Task goal:
Report back every line below that carries the word "GitHub".

□ □ □ □ □ □ □

PR #257, opened 2026-05-26
docs: accept sum.golang.org as integrity mechanism for go install tools (#250)

### LINKED ISSUE #250: CLAUDE.md: document sum.golang.org as an accepted integrity mechanism for Go tooling
claude: Surfaced during PR #238 code review.

## Background

CLAUDE.md "Supply Chain Discipline" states:

> **No curl | sh anywhere.** All binary downloads go through lib/download_verify.sh.

That's the correct posture for tarball/binary downloads. The Go ecosystem has a different integrity model: \`go install <module>@<version>\` fetches the module via Go's proxy and verifies it against [sum.golang.org](https://sum.golang.org/), a Trillian-backed Merkle log over go.sum-shaped lines (SHA-256 of source + go.mod). This is the integrity backbone for every \`go install\` invocation in the Go ecosystem, including the Go toolchain's own bootstrap path.

PR #238 (Go build type) installs govulncheck via \`go install golang.org/x/vuln/cmd/govulncheck@v1.1.4\`, not via lib/download_verify.sh — because \`golang/vuln\` doesn't ship pre-built binaries on GitHub Releases. The integrity check is the sum.golang.org tlog. A code review correctly flagged this as a precedent that sets without documentation.

## Why this is worth formalizing

This pattern will recur:
- **golangci-lint** (when #194 lands wires it into actions/scan) — install via \`go install\` is the recommended path.
- **gofumpt**, **gosec**, **govulncheck** updates — same shape.
- **wrangle-internal Go tools** (if any) — same shape.

Without a documented accepted path, every future Go tool either re-litigates this question OR a tools/<name>/install.sh has to wrap a non-existent binary release.

## Proposed addition to CLAUDE.md

Under "Supply Chain Discipline," add a paragraph:

> **Go modules installed via \`go install\`.** Tools fetched as Go modules (\`go install <module>@<version>\`) are integrity-verified against [sum.golang.org](https://sum.golang.org/), a Trillian-backed transparency log over go.sum-shaped lines. This is an accepted alternative to \`lib/download_verify.sh\` for Go modules that meet ALL the following:
>
> 1. The module is pinned to a specific semver tag (no \`@latest\`, no \`@main\`).
> 2. The Go toolchain used to install it has been installed via lib/download_verify.sh or equivalent (e.g., actions/setup-go with a pinned version).
> 3. The integration point documents WHY this path is preferred over a tarball install (typically: no upstream binary release).

That way the sum.golang.org dependency is explicit and the per-tool decision is documented.

## Acceptance criteria

- CLAUDE.md "Supply Chain Discipline" mentions sum.golang.org as accepted for \`go install\` tools meeting the conditions above.
- PR #238's run_checks.sh / govulncheck install picks up a one-line comment referencing the new CLAUDE.md section.
- The convention applies prospectively to any future Go-tool integration.

## Out of scope

- Tools that DO publish binary releases (e.g., goreleaser itself, slsa-verifier) — those still go through lib/download_verify.sh.
- Migrating existing installers — no behavior change needed.

TomHennen:
## Summary

- Adds a Supply Chain Discipline bullet to `CLAUDE.md` documenting that Go modules installed via `go install <module>@<semver>` are integrity-verified against the [sum.golang.org](https://sum.golang.org/) Trillian-backed transparency log, accepted as an alternative to `lib/download_verify.sh` when three conditions hold (pinned semver, integrity-installed Go toolchain, documented WHY).
- Annotates the `govulncheck` `go install` invocation in `build/actions/go/checks/run_checks.sh` with a one-line reference to the new CLAUDE.md section; govulncheck has no upstream binary release, so `lib/download_verify.sh` is not a viable path.
- Convention applies prospectively to any future Go-tool integration.

## Why

Surfaced during PR #238 code review. The Go ecosystem's integrity model (sum.golang.org tlog) is structurally different from tarball/binary downloads, and CLAUDE.md should make explicit that it is an accepted path under defined conditions rather than leaving the "no curl | sh" rule to be read as forbidding `go install`.

## Test plan

- [x] `./test.sh` — all 656 tests pass (doc-only change + one comment line)
- [ ] PR CI green
- [ ] Maintainer review of the CLAUDE.md wording

Closes #250


TomHennen (commented):
claude: review — independent audit of PR #257

## Findings

- [x] **All 3 acceptance conditions from #250 present and accurate.** The new bullet enumerates: (1) pinned semver tag (no `@latest`, no `@main`), (2) Go toolchain installed via `lib/download_verify.sh` or equivalent like `actions/setup-go` with a pinned version, (3) integration point documents WHY the path is preferred over a tarball install. Wording matches the issue's "Proposed addition" verbatim.
- [x] **Placement is correct.** The new bullet sits inside `## Supply Chain Discipline` immediately after the `No curl | sh anywhere` and `No downloading checksums from the same source as binaries` bullets — exactly where the issue specifies and where a reader looking up the curl|sh rule will see it.
- [x] **govulncheck comment is stable.** The added line in `build/actions/go/checks/run_checks.sh:139` references `CLAUDE.md "Supply Chain Discipline"` by section name, not by line number, so it won't go stale when CLAUDE.md is edited. It also names the two locally-relevant facts (tlog integrity, no upstream binary release), which is enough context if the section name ever changes.
- [x] **No scope creep.** PR touches exactly two files (`CLAUDE.md` +4, `build/actions/go/checks/run_checks.sh` +1). No incidental edits.
- [x] **No conflicting claims.** The new bullet is explicitly additive ("accepted alternative to `lib/download_verify.sh` for Go modules that meet ALL the following") and does not weaken the existing `No curl | sh` or hardcoded-checksum rules. The 3 conditions act as guardrails preventing the new path from being abused as a general escape hatch.
- [x] **Tone matches surrounding style.** Bold lead-in, terse contract prose, numbered conditions. Consistent with the adjacent bullets.
- [x] **Closes #250** is wired in the PR body.

## CI status

Last checked: `check-change`, `Kusari Inspector`, `osv-scanner`, `osv-scanner e2e`, `dependency-review`, `guard` all pass; `zizmor` skipped (expected for doc-only change). `test` and `dispatch` still pending at review time — non-blocking for a doc+comment change, but worth confirming green before merge.

## Verdict

LGTM (pending the `test` / `dispatch` jobs going green).

CLAUDE.md
```diff
@@ -130,6 +130,10 @@ PR CI runs four checks: unit tests (`test.yml`), source scanning (`check_source_
 - **No auto-merge of dependency updates.** New upstream tool versions are adopted after a delay (aim for 7 days) to let the community discover supply chain attacks before wrangle amplifies them.
 - **No `curl | sh` anywhere.** All binary downloads go through `lib/download_verify.sh`.
 - **No downloading checksums from the same source as binaries.** When checksums are used (tools without provenance/signatures), they are hardcoded. Tool version + checksum updates are always a single atomic commit.
+- **Go modules installed via `go install`.** Tools fetched as Go modules (`go install <module>@<version>`) are integrity-verified against [sum.golang.org](https://sum.golang.org/), a Trillian-backed transparency log over go.sum-shaped lines. This is an accepted alternative to `lib/download_verify.sh` for Go modules that meet ALL the following:
```
TomHennen: claude: **Hierarchy: where does sum.golang.org slot in?**

The Install Script Contract above (lines 85-93) lays out a strict ranked hierarchy: SLSA provenance > Sigstore signature > hardcoded SHA-256, with "use the strongest method the upstream tool supports" and "NEVER fall back to a weaker verification method." This new bullet adds sum.golang.org parallel to that hierarchy without slotting it into the ranking.

A reader asking "if a future Go tool DOES publish SLSA provenance for a binary release AND is also installable via `go install`, which path wins?" can't answer from the doc as written. The Install Script Contract section also doesn't reference this new bullet, so the cross-reference only points one direction.

Suggest either (a) extending the Install Script Contract hierarchy to include sum.golang.org with an explicit rank, or (b) adding a sentence here clarifying that this path applies ONLY when the SLSA/Sigstore/checksum tiers are unavailable (no upstream binary release), matching how the existing tiers are gated.

TomHennen: claude: **Authenticity vs. integrity — wording overstates the guarantee**

"integrity-verified against sum.golang.org" elides what the tlog actually does and doesn't promise. sum.golang.org guarantees that whatever the Go module proxy first recorded for a given (module, version) tuple is what every subsequent consumer sees — that's transparency-log immutability. It does NOT authenticate the publisher.

Concretely: if a maintainer's GitHub account or git push credential is compromised and an attacker pushes a malicious `v1.2.5` tag, the proxy records that bad version's go.sum line, and every consumer (including wrangle) gets the same bad bytes. The tlog makes the attack non-deniable after the fact (good for detection / Sigsum-style auditing); it does not prevent the bad version from being installed in the first place.

Contrast with the hardcoded SHA-256 tier directly above: each version bump goes through a wrangle PR + human review, which is a different (and arguably stronger for a small set of vetted versions) trust gate than "the proxy hadn't seen this hash before so it logged it."

This nuance matters because the bullet is being added to a security framework's doc that other adopters will read as authoritative. Suggest tightening to something like: "...integrity-verified against [sum.golang.org](https://sum.golang.org/), a Trillian-backed transparency log that makes the first-seen go.sum line for each (module, version) immutable. Note: the tlog provides non-repudiable record-keeping, not publisher authentication — a compromised upstream maintainer's bad version would still install."

TomHennen: claude: **Missing precondition: GOSUMDB / GOPROXY assumptions**

Sum.golang.org verification only fires when `GOSUMDB` is left at its default (`sum.golang.org`) AND `GOPROXY` is not set to `direct` (which bypasses the proxy and therefore the sumdb). If an adopter sets `GOPROXY=direct` or `GOSUMDB=off` in their workflow env (or it leaks in through an org-level env policy), this `go install` silently degrades to "trust whatever git serves over HTTPS" — no transparency-log check at all.

The three conditions above implicitly assume the default Go env. The CI environment here uses `actions/setup-go` which doesn't override these, so today it works — but the doc should either:
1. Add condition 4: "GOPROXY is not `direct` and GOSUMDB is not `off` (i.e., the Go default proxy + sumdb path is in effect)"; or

□ □ □ □ □ □ □

Task answer:
PR #238 (Go build type) installs govulncheck via \`go install golang.org/x/vuln/cmd/govulncheck@v1.1.4\`, not via lib/download_verify.sh — because \`golang/vuln\` doesn't ship pre-built binaries on GitHub Releases. The integrity check is the sum.golang.org tlog. A code review correctly flagged this as a precedent that sets without documentation.
Concretely: if a maintainer's GitHub account or git push credential is compromised and an attacker pushes a malicious `v1.2.5` tag, the proxy records that bad version's go.sum line, and every consumer (including wrangle) gets the same bad bytes. The tlog makes the attack non-deniable after the fact (good for detection / Sigsum-style auditing); it does not prevent the bad version from being installed in the first place.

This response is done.